И сразу потускнѣлъ въ глазахъ Володи весь торжественный праздникъ, все созерцательно-восторженное настроеніе… Блуза украсилась зловѣщимъ темнымъ пятномъ, душа оскорблена, втоптана въ грязь въ присутствіи постороннихъ лицъ, и главное — товарища Чебурахина, который тоже сразу потерялъ весь свой блескъ и очарованіе необычности.
Хотѣлось встать, уйти, убѣжать куда-нибудь. Встали, ушли, убѣжали. Оба. На Слободку. И странная вещь: не будь темнаго пятна на блузкѣ — все кончилось бы мирной прогулкой по тихимъ рождественскимъ улицамъ.
Но теперь, какъ рѣшилъ Володя, «терять было нечего».
Дѣйствительно, сейчасъ же встрѣтили трехъ гимназистов-второклассниковъ.
— Ты чего задаешься? — грозно спросилъ Володя одного изъ нихъ.
— Дай ему, дай, Володька! — шепталъ сбоку Чебурахинъ.
— Я не задаюсь, — резонно возразилъ гимназистикъ. — А вотъ ты сейчасъ макаронъ получишь.
— Я?
Въ голосѣ Володи сквозило непередаваемое презрѣніе.
— Я? Кто васъ отъ меня, несчастныхъ, отнимать будетъ?
— Самъ, форсила несчастная!
— Эхъ! — крикнулъ Володя (все равно, блуза уже не новая!), лихимъ движеніемъ сбросилъ съ плечъ пальто и размахнулся .
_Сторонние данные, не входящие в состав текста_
PR #3116, opened 2026-08-14
skip folding implicitly declared classes

danthe1st:
## What it does

[Compact Source Files](https://openjdk.org/jeps/512) contain an implicit class which not present in the source code However, this such a class may contain a folding region which can be collapsed.

As folding classes not present in the source code doesn't make sense, this PR skips them in the folding logic.

## How to test
Create the following simple main class in a project using JDK 25+ (the line break at the end is important):
```java
import module java.base;

int i;
int j;

void main() {

}

```

There should be no folding region next to `int i`; that contains the entire class (the screenshot shows the folding region that shouldn't be there):
image

I hope the `ProjectTestSetup` will make sure JDK25+ is used in the test.

CC @HannesWell because you reported this in the devcall (by the way, the idea about skipping top level types on `Collapse All` may not be as easy as I thought because that logic is part of `ProjectionViewer`/Eclipse Platform while Java folding is JDT-UI so this might need adding new methods to the API)

## Author checklist

### DIFF
--- a/org.eclipse.jdt.text.tests/src/org/eclipse/jdt/text/tests/folding/FoldingTest.java
+++ b/org.eclipse.jdt.text.tests/src/org/eclipse/jdt/text/tests/folding/FoldingTest.java
@@ -15,6 +15,7 @@ package org.eclipse.jdt.text.tests.folding;
 
 import static org.junit.Assume.assumeFalse;
 import static org.junit.Assume.assumeTrue;
+import static org.junit.jupiter.api.Assertions.assertEquals;
 
 import java.util.List;
 
@@ -30,7 +31,6 @@ import org.junit.runners.Parameterized.Parameters;
 import org.eclipse.jdt.testplugin.JavaProjectHelper;
 
 import org.eclipse.jface.preference.IPreferenceStore;
-
 
 import org.eclipse.jdt.core.IJavaProject;
 import org.eclipse.jdt.core.IPackageFragment;
@@ -825,6 +825,25 @@ public class FoldingTest {
 		FoldingTestUtils.assertContainsCollapsedRegionUsingStartAndEndLine(regions, str, 12, 17); // Runnable
 		JavaPlugin.getDefault().getPreferenceStore().setToDefault(PreferenceConstants.EDITOR_FOLDING_INNERTYPES);
 
+	}
+
+	@Test
+	public void testSimpleMainDoesNotContainRegionSurroundingImplicitClass() throws Exception {
+		String str = """
+				import module java.base;
+
+				int i;
+				int j;
+
+				void main() {
+					// main
+				}
+
+				""";
+		List<FoldingTestUtils.ProjectionRegion> regions= FoldingTestUtils.getProjectionRangesOfPackage(packageFragment, str);
+		FoldingTestUtils.assertContainsRegionUsingStartAndEndLine(regions, str, 5, 7); // main
+		FoldingTestUtils.assertDoesNotContainRegionUsingStartLine(regions, str, 2); // int i
+		assertEquals(1, regions.size()); // no other unexpected regions anywhere else
 	}
 }
 
--- a/org.eclipse.jdt.ui/ui/org/eclipse/jdt/ui/text/folding/DefaultJavaFoldingStructureProvider.java
+++ b/org.eclipse.jdt.ui/ui/org/eclipse/jdt/ui/text/folding/DefaultJavaFoldingStructureProvider.java
@@ -1258,6 +1258,13 @@ public class DefaultJavaFoldingStructureProvider implements IJavaFoldingStructur
 			case IJavaElement.TYPE:
 				// only inner types may be collapsed
 				collapse= ctx.collapseInnerTypes() && isInnerType((IType) element);
+				try {
+					if (((IType) element).isImplicitlyDeclared()) {
+						return;
+					}
+				} catch (JavaModelException e) {
+					return;
+				}
 				break;
 			case IJavaElement.METHOD:
 			case IJavaElement.FIELD:


org.eclipse.jdt.text.tests/src/org/eclipse/jdt/text/tests/folding/FoldingTest.java
```diff
@@ -826,5 +826,24 @@ public void run() {
...
+		String str = """
+				import module java.base;
+
+				int i;
+				int j;
+
+				void main() {
+					// main
+				}
+
```
fedejeanne: No need for this extra line.

org.eclipse.jdt.ui/ui/org/eclipse/jdt/ui/text/folding/DefaultJavaFoldingStructureProvider.java
```diff
@@ -1258,6 +1258,13 @@ protected void computeFoldingStructure(IJavaElement element, FoldingStructureCom
 			case IJavaElement.TYPE:
 				// only inner types may be collapsed
 				collapse= ctx.collapseInnerTypes() && isInnerType((IType) element);
+				try {
+					if (((IType) element).isImplicitlyDeclared()) {
+						return;
+					}
+				} catch (JavaModelException e) {
+					return;
+				}
```
fedejeanne, line 1273: I'd put it in a separate method and add some comment to improve readability:

### 
```suggestion
				if (isImplicitlyDeclared((IType) element)) {
					// Implicitly declared classes where introduced in Java 25
					// (see https://openjdk.org/jeps/512) and they don't need
					// to be folded.
					return;
				}
```

The extracted method would also log a `WARNING` in case something happens:

```java
private boolean isImplicitlyDeclared(IType element) {
		try {
			return element.isImplicitlyDeclared();
		} catch (JavaModelException e) {
			JavaPlugin.log(new Status(IStatus.WARNING, JavaPlugin.getPluginId(), IJavaStatusConstants.INTERNAL_ERROR, "An error occured while processing " + element.getFullyQualifiedName() + ".", e)); //$NON-NLS-1$ //$NON-NLS-2$
		}
		return false;
	}

```

fedejeanne: Building on this: since we now `return` before `computeProjectionRanges(...)` runs for the implicit `IType`, this doesn't just skip the "code" region — it skips *all* regions for that element, including any header/javadoc comment folding region that used to be anchored to it via `ctx.setFirstType(...)` (see `computeHeaderComment`, lines ~1397-1450). A compact source file with a header comment (license header, javadoc, etc.) before the code will silently lose that comment's folding region.

Test to reproduce (add to `FoldingTest.java`, e.g. right after the new `testSimpleMainDoesNotContainRegionSurroundingImplicitClass`):

```java
@Test
public void testHeaderCommentBeforeImplicitClassIsStillFolded() throws Exception {
	String str = """
			/**
			 * Header comment that should still be folded
			 */
			import module java.base;

			void main() {
				// main
			}

			""";
	List<FoldingTestUtils.ProjectionRegion> regions= FoldingTestUtils.getProjectionRangesOfPackage(packageFragment, str);
	FoldingTestUtils.assertContainsRegionUsingStartAndEndLine(regions, str, 0, 2); // header comment
	FoldingTestUtils.assertContainsRegionUsingStartAndEndLine(regions, str, 5, 7); // main
}
```

This fails on the current diff (the header-comment region is missing) and should pass once the fix only skips the "code" region for the implicit type instead of returning before any region computation happens.

Re: swallowing the exception — your extracted-method proposal is correct in spirit (logging instead of silently returning), just one addition: `element.getFullyQualifiedName()` can itself throw/be misleading for an implicit type (its "name" is normally empty/synthetic), so I'd use `element.getElementName()` or just log the exception's message/status without formatting a fully-qualified name into it, to avoid a confusing/empty log message for this specific case:

```java
private boolean isImplicitlyDeclared(IType element) {
	try {
		return element.isImplicitlyDeclared();
	} catch (JavaModelException e) {
		JavaPlugin.log(new Status(IStatus.WARNING, JavaPlugin.getPluginId(), IJavaStatusConstants.INTERNAL_ERROR, "An error occurred while processing " + element.getElementName() + ".", e)); //$NON-NLS-1$ //$NON-NLS-2$
	}
	return false;
}
```

Otherwise the extraction + logging approach looks good to me.

*(Created by copilot)*

fedejeanne: @danthe1st ignore my agent, it looks good:

image

```java
/**
 * Copyright <br/>
 * fede
 */

/**
 * Some other comment
 */
int i;
int j;

void main() {
	System.out.println();

}

void fede() {
	System.out.println();

}
```

fedejeanne: I would still separate your changes into a new method though (my 1st comment)

danthe1st: Fixed in e3949ea47554c6b6ac58eb546a53c3de2a463857.
The method suggested by you returns `false` in case of a `JavaModelException` (pretending to be a "real" type) and to be honest, I'd rather not show a folding region for error cases. Because of that, I inverted the method to check for implicitly declared types. An alternative name for that method would be `isVisibleInSourceCode` but that would not accurately represent that.

org.eclipse.jdt.text.tests/src/org/eclipse/jdt/text/tests/folding/FoldingTest.java
danthe1st: Fixed in e3949ea47554c6b6ac58eb546a53c3de2a463857.

org.eclipse.jdt.ui/ui/org/eclipse/jdt/ui/text/folding/DefaultJavaFoldingStructureProvider.java
fedejeanne: Good point about not showing a folding region for error cases, I agree. This makes me now realize that the current code (`master`) actually doesn't really recover from a `JavaModelException` while processing an `IJavaElement` deep down in the calls to `computeFoldingStructure(...)` (in red), it does it in the caller: `processSourceReference(...)` (in green).

image

Which makes me wonder: should we even catch the `JavaModelException` in `protected void computeFoldingStructure(IJavaElement element, FoldingStructureComputationContext ctx)` in the first place or should be better `throw` it back at the caller just like `private void computeFoldingStructure(IJavaElement[] elements, FoldingStructureComputationContext ctx) throws JavaModelException` does?

I vote for throwing it. It would mean that a faulty `IJavaElement` would ruin the folding structure for lots of elements (probably even the whole file) but it would at least preserve the same error-handling logic we have today.

A side-note: you used `element.getElementName()` in the `catch` clause (probably taken from Copilot's comment), but notice that I used `element.getFullyQualifiedName()` in _my_ proposal. I did that because anonymous classes have an _empty_ (`""`) name but something like `MyClass$1` as a FQN.

My concrete proposal: 
- Don't catch/handle the `JavaModelException`, simply throw it
- Let's see how to better handle faulty elements in another PR.

WDYT?

fedejeanne: oh, and a last nit-pick: I prefer not to invert the meaning of methods in the code e.g. when you call the new method `isExplicitlyDeclared` and let it return `!type.isImplicitlyDeclared()`. For someone who is used to the API talking about _implicit_, switching to _explicit_ and adding a `!` is an unnecessary mental overload.

... but that's just my very own personal preference and I wouldn't oppose it if you do it differently :-)

danthe1st: > oh, and a last nit-pick: I prefer not to invert the meaning of methods in the code e.g. when you call the new method isExplicitlyDeclared and let it return !type.isImplicitlyDeclared(). For someone who is used to the API talking about implicit, switching to explicit and adding a ! is an unnecessary mental overload.

I generally agree. The only reason I did that (as alluded to in my previous comment) is the error case. I don't want to make the semantical statement of "the type is implicitly declared" if the Java element errors (even though I am not sure how that could happen).

I would like to do it in a non-inverted way but what should I name it? `isImplicitlyDeclaredOrErrorneous` `isNonActualTypeInSourceCode` (has the negation as well)?

danthe1st: Your proposal wouldn't work because `computeFoldingStructure(IJavaElement element, FoldingStructureComputationContext ctx)` is `protected` and API so we can't just add exceptions to it.

fedejeanne: Oh, good point: being an API method makes adding a checked exception break compatibility in the caller role:

- https://github.com/fedejeanne/eclipse.platform/blob/b6dcc49429153039e3ab8de695ead495d3e17638/docs/Evolving-Java-based-APIs.md?plain=1#L129

- https://github.com/fedejeanne/eclipse.platform/blob/b6dcc49429153039e3ab8de695ead495d3e17638/docs/Evolving-Java-based-APIs-2.md?plain=1#L119

In that case I suggest you go back to your previous implementation and handle the exception inside `protected void computeFoldingStructure(IJavaElement element, FoldingStructureComputationContext ctx)`:

```java
try {
	if (((IType) element).isImplicitlyDeclared()) {
		return;
	}
} catch (JavaModelException e) {
	JavaPlugin.log(new Status(IStatus.WARNING, JavaPlugin.getPluginId(), IJavaStatusConstants.INTERNAL_ERROR, "An error occurred while processing " + type.getFullyQualifiedName() + ".", e)); //$NON-NLS-1$ //$NON-NLS-2$
	return;
}
```

The reason is that returning `true`/`false` in the extracted method, regardless of how is it called (with/without negation in its name) feels odd. After all, when the method is faulty and an exception is thrown, it is neither implicitly nor explicitly declared: it's broken.

Notice that I logged the exception in the `catch` clause and that I used `type.getFullyQualifiedName()` because of what I mentioned [before](https://github.com/eclipse-jdt/eclipse.jdt.ui/pull/3116#discussion_r3921786157):

> A side-note: you used `element.getElementName()` in the catch clause (probably taken from Copilot's comment), but notice that I used `element.getFullyQualifiedName()` in my proposal. I did that because anonymous classes have an empty ("") name but something like `MyClass$1` as a FQN.

danthe1st: Done/updated.

Note: For the `IStatus`, one could also use `JavaModelException#getStatus` but that would result in an `ERROR` status.

danthe1st:
@jjohnstn Would you (or someone else) like to review this? (the push I just made is a rebase)

jjohnstn:
> @jjohnstn Would you (or someone else) like to review this? (the push I just made is a rebase)

Sure.

jjohnstn (approved):
Looks good and works as advertised.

А отъ угла переулка уже бѣжали четыре гимназиста на подмогу своимъ…. — Что жъ они, сволочи паршивыя, семь человѣкъ на двухъ! — хрипло говоритъ Володя, еле шевеля распухшей, будто чужой губой и удовлетворенно поглядывая на друга затекшимъ глазомъ. — Нѣтъ ты, братъ, попробуй два на два… Вѣрно? — Понятно.
И остатки праздничнаго настроенія сразу исчезли — его смѣнили обычныя будничныя дѣла и заботы.